PROMPT: Print only the closing part of the entries. It starts at the line containing "Example: /usr/bin/openshift start" and includes the final line, exactly as written.

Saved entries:
# # # # #
PR #309, opened 2016-05-12
debug: log master config and master api/controllers journal and service

dcbw:


danwinship:
See discussion on #287 by @knobunc. This has the same problem, that it assumes there will be a config file for the master, but some deployments (including, I believe, our default non-ha ansible deployment) don't have any such file; they just use command-line arguments.

hack/debug.sh
```diff
@@ -73,7 +90,13 @@ do_master () {
     mkdir -p $logmaster
 
     # Log the generic system stuff
-    log_system $logmaster $aos_master_service
+    services=
+    for service in "${services[@]}"; do
+        if [ -n "${service}" ]; then
+            services="${services} ${service}"
+        fi
```
danwinship: You're overwriting the earlier "services" variable (`services=($aos_master_service $aos_master_controllers_service $aos_master_api_service)`) here so this loop is going to just fail isn't it? If it does actually work due to perl-like separation of scalar and array variables, it's at least incredibly confusing...

dcbw:
@danwinship good point; updated.  HA stuff *must* use a config file at this point, since the master controller service needs it.  But non-HA definitely can just use command-line args.

hack/debug.sh
```diff
@@ -61,6 +68,15 @@ log_system () {
 }
 
 do_master () {
+    services=($aos_master_service $aos_master_controllers_service $aos_master_api_service)
+    start_args=("master" "master controllers" "master api")
+    for i in "${!services[@]}"; do
+        config=$(get_config_path_from_service "${start_args[$i]}" "${services[$i]}")
+        if [ -n "$config" ]; then
+            break
```
pravisankar: What if 'master controller' and 'master api' services are running on the same host? This will only pick one config.

pravisankar: Both the services should use the same master config, so it shouldn't be an issue.

hack/debug.sh
```diff
@@ -73,7 +89,13 @@ do_master () {
     mkdir -p $logmaster
 
     # Log the generic system stuff
-    log_system $logmaster $aos_master_service
+    log_services=
+    for service in "${services[@]}"; do
+        if [ -n "${service}" ]; then
+            log_services="${log_services} ${service}"
+        fi
+    done
```
pravisankar: L92-L97:
log_services=${services[*]} ?

danwinship: I guess I didn't look closely at this code before... what it is even doing? ${services} should contain exactly three non-empty strings...

dcbw: My bash is not the best, as you've found.  ${services[*]} would certainly be easier.

dcbw:
@danwinship @pravisankar PTAL; now each config file (if it exists) is added to the tarball along with its service.  The 'zzzz' seems necessary since when passing an array through to a bash function the array gets expanded and empty elements won't be present, so otherwise the indexes would no longer be the same between service_names and config_files.  But that may also just be my bash-inexperience.  Still, it produces the right result for me...

hack/debug.sh
```diff
@@ -61,6 +70,16 @@ log_system () {
 }
 
 do_master () {
+    services=($aos_master_service $aos_master_controllers_service $aos_master_api_service)
+    start_args=("master" "master controllers" "master api")
+    config_files=()
+    for i in "${!services[@]}"; do
+        config_files[$i]=$(get_config_path_from_service "${start_args[$i]}" "${services[$i]}")
+        if [ -z "${config_files[$i]}" ]; then
+            config_files[$i]="zzzz"
```
danwinship: maybe it would be easier to split a `log_service` function out of log_system and then just call that once for each service (below, after calling `log_system`) rather than trying to deal with bash arrays

hack/debug.sh
```diff
@@ -253,11 +272,26 @@ do_pod_service_connectivity_check () {
...
+    # 'atomic-openshift-node.service', 'atomic-openshift-master-controllers.service', etc
+    service_name=$2
+    config=$(ps wwaux | grep -v grep | sed -ne "s/.*openshift start ${service_type}.*--config=\([^ ]*\.yaml\).*/\1/p")
     if [ -z "$config" ]; then
-	config=$(systemctl show -p ExecStart $aos_node_service | sed -ne 's/.*--config=\([^ ]*\).*/\1/p')
+	config=$(systemctl show -p ExecStart $service_name | sed -ne 's/.*--config=\([^ ]*\).*/\1/p')
+	if [ "$config" == "\${CONFIG_FILE}" ]; then
+	    varfile=$(systemctl show $service_name | grep EnvironmentFile | sed -ne 's/EnvironmentFile=\([^ ]*\).*/\1/p')
+	    if [ -f "$varfile" ]; then
+	        config=$(cat $varfile | grep CONFIG_FILE | sed -ne 's/CONFIG_FILE=//p')
```
danwinship: the `grep` is redundant with the `sed -n`

hack/debug.sh
```diff
@@ -468,6 +502,8 @@ for systemd_dir in /etc/systemd/system /usr/lib/systemd/system; do
     for name in openshift origin atomic-openshift; do
 	if [ -f $systemd_dir/$name-master.service ]; then
 	    aos_master_service=$name-master.service
+	    aos_master_controllers_service=$name-master-controllers.service
+	    aos_master_api_service=$name-master-api.service
```
danwinship: Will `atomic-openshift-master.service` always exist on HA systems, or should we do `if [ -f ...` tests for each file separately?

hack/debug.sh
```diff
@@ -253,11 +272,26 @@ do_pod_service_connectivity_check () {
...
 }
 
-do_node () {
-    config=$(ps wwaux | grep -v grep | sed -ne 's/.*openshift.*--config=\([^ ]*\.yaml\).*/\1/p')
+get_config_path_from_service() {
+    # 'node', 'master', 'master api', 'master controllers'
+    service_type=$1
+    # 'atomic-openshift-node.service', 'atomic-openshift-master-controllers.service', etc
+    service_name=$2
+    config=$(ps wwaux | grep -v grep | sed -ne "s/.*openshift start ${service_type}.*--config=\([^ ]*\.yaml\).*/\1/p")
```
danwinship: if `${service_type}` is "master", then this will match "openshift start master api" and "openshift start master controllers" too, which we don't want, right?

hack/debug.sh
pravisankar: You could use associative sub-arrays in bash:
service_config_files = ( (service1, config1) (service2, config2)...)
But I prefer what @danwinship suggested, simpler and don't have to deal with bash arrays.

hack/debug.sh
pravisankar: Are these service names going to change due to new branding? (openshift local/lab/enterprise)

dcbw:
@danwinship @pravisankar @knobunc PTAL, thanks.

Yes, the branding/services may change, but we'll have to update the script for that anyway...

danwinship:
assuming it's tested, LGTM

dcbw:
@danwinship I ran it on an HA cluster and it spits out the right logs.  I haven't run it on a non-HA cluster though, but I'll do that today.

dcbw:
FWIW, the log output now looks like this...

> ./master/journal-atomic-openshift-master.service
> ./master/systemctl-show-atomic-openshift-master.service
> ./master/journal-atomic-openshift-master-controllers.service
> ./master/systemctl-show-atomic-openshift-master-controllers.service
> ./master/CONFIG-atomic-openshift-master-controllers.service
> ./master/journal-atomic-openshift-master-api.service
> ./master/systemctl-show-atomic-openshift-master-api.service
> ./master/CONFIG-atomic-openshift-master-api.service

and for a non-HA master:

> openshift-sdn-debug/master/journal-openshift-master.service
> openshift-sdn-debug/master/systemctl-show-openshift-master.service

hack/debug.sh
```diff
@@ -253,24 +275,42 @@ do_pod_service_connectivity_check () {
...
 }
 
-do_node () {
-    config=$(ps wwaux | grep -v grep | sed -ne 's/.*openshift.*--config=\([^ ]*\.yaml\).*/\1/p')
+get_config_path_from_service() {
+    # 'node', 'master', 'master api', 'master controllers'
+    service_type=$1
+    # 'atomic-openshift-node.service', 'atomic-openshift-master-controllers.service', etc
+    service_name=$2
+    config=$(ps wwaux | grep -v grep | sed -ne "s/.*openshift start ${service_type} --config=\([^ ]*\.yaml\).*/\1/p")
```
pravisankar: This will not match in some cases where the service uses other cli options before --config.
Example: /usr/bin/openshift start node --loglevel=5 --config=/...
ps wwaux | grep -v grep | sed -ne "s/.*openshift start node --.* --config=\([^ ]*\.yaml\).*/\1/p" ?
# # # # #
ANSWER BELOW:
Example: /usr/bin/openshift start node --loglevel=5 --config=/...
ps wwaux | grep -v grep | sed -ne "s/.*openshift start node --.* --config=\([^ ]*\.yaml\).*/\1/p" ?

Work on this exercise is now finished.